Довженко в тот день смотрел на него из сквера и мечтал о том, как могла бы на этом месте стать статуя девушки со снопом. «Тело, полное крови и мускулов, крупные груди, которые вот-вот шевельнутся от девичьего движения». На месте капища купецкой мошны виделось ему воплощение языческого жизнелюбия.
Рядом на скамейке сидели двое молодых военных. Тогда говорили не «офицеры», а «краскомы».
Стараясь быть совершенно серьезным, Довженко сказал:
— Нельзя ли взорвать это чудище?
Ребята оказались живые, с чувством юмора.
Один отозвался в том же тоне:
— Взорвать не штука. Обойдется в двадцать десяток.
Другой возразил так же серьезно:
— Как же так?! Но ведь рядом с крестом антенна…
С рассказом об этом Сашко и пришел к друзьям.
Он сидел, поджав под себя одну ногу — любимая его поза, — и строй его речи Яновский передает точно. Довженко и тогда уже говорил, не боясь патетики слов, потому что патетическим был внутренний мир, в котором жила его мысль:
— Возвращаясь домой, я думал. Уже мозг рассыпался искрами от ударов крови. В загорние страны могла бы уйти моя мысль, если б не город. И как захотел я, чтобы пропал он, сгинул — грязный, со своими улицами и электричеством, крадущим отблески красок. Чтоб совсем другой город возник на руинах. Чтобы миллионы светлых окон обступили меня со всех сторон. Чтоб на тучах пылали яркие буквы и померкло под ними кино Золотого воза.
Кино Золотого воза. Так называл он звезды Большой Медведицы.
Чудище, в самом деле, взорвали позже, хоть и не знали, что Довженко — в то время уже знаменитый режиссер — готов был когда-то уплатить за это «двадцать десяток». На месте здания собирались поставить не статую, а «театр массового действа» на четыре тысячи зрителей. Впрочем, в этой затее тоже, пожалуй, присутствовало нечто языческое. Она осталась неосуществленной потому, что Харьков перестал быть столицей, да и пристрастие к «массовым действам» тоже отошло в прошлое.

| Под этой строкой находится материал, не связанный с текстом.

PR #1172, opened 2020-08-31
Ui tester api updates5 - Implement locating a nested UI for a custom style ListEditor

aaronayres35:
Implements the seventh bullet on issue #1149  (Implement locating a nested UI for a custom style ListEditor. Consequently, one should be able to navigate into nested editors inside a nested UI.)

Note that PR #1171 needs to be merged first.

PR #1175, opened 2020-09-01
UI Tester update - Implement locating a nested UI for a custom style ListEditor

aaronayres35:
Implements the seventh bullet on issue #1149 (Implement locating a nested UI for a custom style ListEditor. Consequently, one should be able to navigate into nested editors inside a nested UI.)

This PR replaces #1172

### DIFF
--- a/traitsui/testing/tester/qt4/implementation/list_editor.py
+++ b/traitsui/testing/tester/qt4/implementation/list_editor.py
@@ -9,23 +9,11 @@
 #  Thanks for using Enthought open source!
 #
 from traitsui.testing.tester import locator
+from traitsui.testing.tester.registry_helper import find_by_name_in_nested_ui
 
 from traitsui.qt4.list_editor import (
     CustomEditor,
 )
-
-
-def find_by_name_in_nested_ui(wrapper, location):
-    """ Helper function for resolving from an _IndexedCustomEditor to a
-    TargetByName.
-
-    Parameters
-    ----------
-    wrapper : UIWrapper
-    location : instance of locator.TargetByName
-    """
-    new_interactor = wrapper.locate(locator.NestedUI())
-    return new_interactor.find_by_name(location.name).target
 
 
 class _IndexedCustomEditor:
--- a/traitsui/testing/tester/qt4/implementation/list_editor.py
+++ b/traitsui/testing/tester/qt4/implementation/list_editor.py
@@ -16,6 +16,14 @@ from traitsui.qt4.list_editor import (
 
 
 def find_by_name_in_nested_ui(wrapper, location):
+    """ Helper function for resolving from an _IndexedCustomEditor to a
+    TargetByName.
+
+    Parameters
+    ----------
+    wrapper : UIWrapper
+    location : instance of locator.TargetByName
+    """
     new_interactor = wrapper.locate(locator.NestedUI())
     return new_interactor.find_by_name(location.name).target
 
@@ -39,6 +47,12 @@ class _IndexedCustomEditor:
     @classmethod
     def from_location(cls, wrapper, location):
         """ Helper method to create an _IndexedCustomEditor instance.
+
+        Parameters
+        ----------
+        wrapper : UIWrapper
+            UI Wrapper wrapping the Custom List Editor
+        location : instance of locator.Index
         """
         return cls(
             target=wrapper.target,
--- a/traitsui/testing/tester/qt4/implementation/list_editor.py
+++ b/traitsui/testing/tester/qt4/implementation/list_editor.py
@@ -1,0 +1,107 @@
+#  Copyright (c) 2005-2020, Enthought, Inc.
+#  All rights reserved.
+#
+#  This software is provided without warranty under the terms of the BSD
+#  license included in LICENSE.txt and may be redistributed only
+#  under the conditions described in the aforementioned license.  The license
+#  is also available online at http://www.enthought.com/licenses/BSD.txt
+#
+#  Thanks for using Enthought open source!
+#
+from traitsui.testing.tester import locator
+
+from traitsui.qt4.list_editor import (
+    CustomEditor,
+)
+
+
+def find_by_name_in_nested_ui(wrapper, location):
+    new_interactor = wrapper.locate(locator.NestedUI())
+    return new_interactor.find_by_name(location.name).target
+
+
+class _IndexedCustomEditor:
+    """ Wrapper for a ListEditor (custom) with an index.
+    """
+
+    def __init__(self, target, index):
+        """
+        Parameters
+        ----------
+        target : CustomEditor
+            The Custom List Editor
+        index : int
+            The index of interest.
+        """
+        self.target = target
+        self.index = index
+
+    @classmethod
+    def from_location(cls, wrapper, location):
+        """ Helper method to create an _IndexedCustomEditor instance.
+        """
+        return cls(
+            target=wrapper.target,
+            index=location.index,
+        )
+
+    @classmethod
+    def register(cls, registry):
+        """ Class method to register interactions on a _IndexedCustomEditor
+        for the given registry.
+
+        If there are any conflicts, an error will occur.
+
+        Parameters
+        ----------
+        registry : TargetRegistry
+            The registry being registered to.
+        """
+        registry.register_solver(
+            target_class=CustomEditor,
+            locator_class=locator.Index,
+            solver=cls.from_location,
+        )
+        registry.register_solver(
+            target_class=cls,
+            locator_class=locator.NestedUI,
+            solver=lambda wrapper, _: wrapper.target._get_nested_ui(),
+        )
+
+        registry.register_solver(
+            target_class=cls,
+            locator_class=locator.TargetByName,
+            solver=find_by_name_in_nested_ui,
+        )
+
+    def _get_nested_ui(self):
+        """ Method to get the nested ui corresponding to the List element at
+        the given index.
+        """
+        row, column = divmod(self.index, self.target.factory.columns)
+        # there are two columns for each list item (one for the item itself,
+        # and another for the list menu button)
+        column = 2*column
+        grid_layout = self.target._list_pane.layout()
+        item = grid_layout.itemAtPosition(row, column)
+        if item is None:
+            raise IndexError(self.index)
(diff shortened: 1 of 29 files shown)


traitsui/tests/editors/test_list_editor.py
```diff
@@ -0,0 +1,110 @@
...
+        # getting the correct nested ui 
+        for col in range(1,5):
+            obj = ListTraitTest(people=copy.deepcopy(people), num_columns=col)
+            tester = UITester()
+            with tester.create_ui(obj) as ui:
+                # sanity check
+                self.assertEqual(obj.people[7].name, "Fields")
+                item = tester.find_by_name(ui, "people").locate(locator.Index(7))
+                name_field = item.find_by_name("name")
+                name_field.perform(command.KeySequence("\b\b\b\b\b\bDavid"))
```
rahulporuri, line 78: instead of `"\b\b\b..."` etc, wouldn't it be better to do `"\b"*len("Fields")`?

traitsui/tests/editors/test_list_editor.py
```diff
@@ -0,0 +1,110 @@
...
+                displayed = name_field.inspect(query.DisplayedText())
+                self.assertEqual(obj.people[7].name, "David")
+                self.assertEqual(displayed, obj.people[7].name)
+
+    # The above test should in theory work for wx, but the tester currently 
+    # has a bug for typing "\b" with wx (it types a literal "\x08" to the
+    # textbox)
```
rahulporuri, line 85: does `\b` need to be a raw string `"r'\b'"`

aaronayres35: This doesn't seem to work either, but with the change from the previous PR #1171 just "\b" will work

traitsui/tests/editors/test_list_editor.py
aaronayres35: This does make the reason for the specific number of "\b"s more clear.  However `"\b"*len("Fields") + "David"` no longer feels like a key sequence when you have to like parse the expression mentally.  I don't have a strong preference either way

traitsui/testing/tester/qt4/implementation/list_editor.py
```diff
@@ -0,0 +1,121 @@
...
+    """ Helper function for resolving from an _IndexedCustomEditor to a
+    TargetByName.
+
+    Parameters
+    ----------
+    wrapper : UIWrapper
+    location : instance of locator.TargetByName
+    """
+    new_interactor = wrapper.locate(locator.NestedUI())
+    return new_interactor.find_by_name(location.name).target
```
aaronayres35, line 28: This could probably be pulled out into a separate module eventually like what was done in the draft branch.  I didn't yet as for this pr it felts unnecessary to create a full separate module to house just this function (but I certainly can change that if needed).

traitsui/testing/tester/qt4/implementation/list_editor.py
```diff
@@ -0,0 +1,121 @@
...
+
+
+class _IndexedCustomEditor:
```
aaronayres35, line 31: I have been thinking about how to modify this so that potentially repeated code doesn't need to be repeated.  For example trying to extract some skeleton of this class and keep it in the common_ui_targets module, but I could not decide on a clean way to do so.  The specifics of accessing the nested UI will vary from editor to editor

traitsui/tests/editors/test_list_editor.py
```diff
@@ -0,0 +1,89 @@
...
+        for col in range(1,5):
+            obj = ListTraitTest(people=copy.deepcopy(people), num_columns=col)
+            tester = UITester()
+            with tester.create_ui(obj) as ui:
+                # sanity check
+                self.assertEqual(obj.people[7].name, "Fields")
+                item = tester.find_by_name(ui, "people").locate(locator.Index(7))
+                for _ in range(6):
+                    item.find_by_name("name").perform(command.KeyClick("Backspace"))
+                item.find_by_name("name").perform(command.KeySequence("David"))
```
aaronayres35, line 78: Eventually we will be able to do this with just one KeySequence using '\b' characters, but there is a known issue with that so this works for now.

traitsui/testing/tester/qt4/implementation/list_editor.py
kitchoi: I agree this should be pulled out because this logic is actually toolkit agnostic: It deals with the `UI` object. Furthermore the code is repeated - it is a true duplication in this case.
Size of a module is not an issue.

aaronayres35:
This also gives a wx failure on windows:
```
890FAIL: test_locate_element_and_edit (traitsui.tests.editors.test_list_editor.TestCustomListEditor)
891----------------------------------------------------------------------
892Traceback (most recent call last):
893  File "C:\Users\appveyor\.edm\envs\traitsui-test-3.6-wx\lib\site-packages\traitsui\tests\editors\test_list_editor.py", line 84, in test_locate_element_and_edit
894    self.assertEqual(obj.people[7].name, "David")
895AssertionError: 'Fields' != 'David'
896- Fields
897+ David
898
899
```

like issue #1177 
All failures appear to be coming from the same source (I suspect `EmulateKeyPress` in wx helpers.)

traitsui/tests/editors/test_list_editor.py
```diff
@@ -0,0 +1,94 @@
...
+            tester = UITester()
+            with tester.create_ui(obj) as ui:
+                # sanity check
+                self.assertEqual(obj.people[7].name, "Fields")
+                people_list = tester.find_by_name(ui, "people")
+                item = people_list.locate(locator.Index(7))
+                name_field = item.find_by_name("name")
+                for _ in range(6):
+                    name_field.perform(command.KeyClick("Backspace"))
+                name_field.perform(command.KeySequence("David"))
```
kitchoi, line 82: Minor: I'd have wanted to keep these two were it not because of the ongoing issue with KeyClick... Perhaps for the purpose of this PR we can just keep `DisplayedText()` in the next line. That would be enough to verify we have got the right entry.

traitsui/tests/editors/test_list_editor.py
```diff
@@ -0,0 +1,94 @@
...
+
+
+@requires_toolkit([ToolkitName.qt, ToolkitName.wx])
+class TestCustomListEditor(unittest.TestCase):
+
+    def test_locate_element_and_edit(self):
+        # varying the number of columns in the view tests the logic for
+        # getting the correct nested ui
+        for col in range(1, 5):
+            obj = ListTraitTest(people=copy.deepcopy(people), num_columns=col)
```
kitchoi, line 72: Minor: Instead of deepcopy, we can wrap the global list of Person in a function so we always get a new list.
deepcopy does work...but it involves more complexity/logic than necessary.

traitsui/tests/editors/test_list_editor.py
```diff
@@ -0,0 +1,94 @@
...
+                people_list = tester.find_by_name(ui, "people")
+                item = people_list.locate(locator.Index(7))
+                name_field = item.find_by_name("name")
+                for _ in range(6):
+                    name_field.perform(command.KeyClick("Backspace"))
+                name_field.perform(command.KeySequence("David"))
+                displayed = name_field.inspect(query.DisplayedText())
+                self.assertEqual(obj.people[7].name, "David")
+                self.assertEqual(displayed, obj.people[7].name)
+
```
kitchoi, line 86: Could we have a test to assert the IndexError if we attempt to get an index that is out-of-range?
I believe the error occurs when we call `item.find_by_name`, not when we call `locate(Index(...))`. While it is slightly counterintuitive (one might expect `locate` to raise instead), I think that is fine. The argument for raising later is that the GUI might have changed state between calling `locate` and calling `find_by_name`. So even if `locate` succeeds, that does not guarantee `find_by_name` will succeed.

traitsui/testing/tester/qt4/implementation/list_editor.py
kitchoi: Sounds reasonable to me!

kitchoi (commented):
LGTM. Some minor suggestions.

traitsui/testing/tester/qt4/implementation/list_editor.py
```diff
@@ -0,0 +1,109 @@
...
+        Parameters
+        ----------
+        wrapper : UIWrapper
+            UI Wrapper wrapping the Custom List Editor
+        location : instance of locator.Index
+        """
+        return cls(
+            target=wrapper.target,
+            index=location.index,
+        )
```
aaronayres35, line 48: I feel like this method is unnecessary and just makes code harder to read.  I think we might as well just do `solver=lambda wrapper, location: cls(target=wrapper.target, index=location.index)` in line 65

traitsui/tests/editors/test_list_editor.py
aaronayres35: once #1184 is merged, this test should pass.  Will wait to merge this PR until after that has been merged.

aaronayres35: > once #1184 is merged, this test should pass. Will wait to merge this PR until after that has been merged.

It is possible that it would still if the insertion points start incorrectly.  1184 only made the change in default for range editor.  I could see an issue where the backspaces occur before Fields and we get an output of "FieldsDavid".  I am checking this now in a draft PR on a junk branch that I will delete after the CI is finished.  If a fix is needed for the insertion point stuff I will add it to this PR

aaronayres35:
My suspicions in the above discussion were correct.  I added a helper function to set the insertion point the the right not the left end of a textbox on wx.  This feels a bit tangential to this PR ( I can make this change in a separate PR if needed) but without it, this PR will introduce a new test failure.  After #1184 is merged, with this most recent change, there shouldn't be any new errors with this PR as far as I know.

traitsui/tests/editors/test_list_editor.py
kitchoi: We don't know how long it'd take for #1184 to be merged. I'd still prefer decoupling this PR from #1184 so we can review and merge it more efficiently. But if you'd like to wait, that's okay for me.

kitchoi (approved):
LGTM.
One function being overly indented, can be merged after fixing that.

Разговаривая, Довженко порою соскальзывал со стула на пол и усаживался по-турецки, на пятки, в тесном пространстве между раскладушками, которое друзья именовали «лужайкой».
В том же своем рассказе Яновский заметил:
«Друг умеет молчать так же, как и рассказывать, и его можно поставить пугалом среди подсолнухов или посадить на атаманского коня…»
Чтобы увидеть собеседника, Бажан по привычке близоруких часто пальцами суживал зрачки, оттягивая веки к вискам. Он называл «хуторянство» проклятием Украины и говорил, что «Червона просвіта» ничем не лучше других «просвіт», любого иного цвета — все они воспитывают дух бескрылым. Работая в кино, он брал недавние примеры: «Тарас Трясило», «Остап Бандура», «Лесной зверь»… Сентиментализм плохого провинциального театра, слезливая мелодрама и залихватский гопак переходят со сцены на экран. Но в театре уже есть и Лесь Курбас. Есть Бучма. А в кино? Почему же этого бедного немого зовут «великим»? Неужели ему доступна лишь столь ничтожная палитра средств выражения?!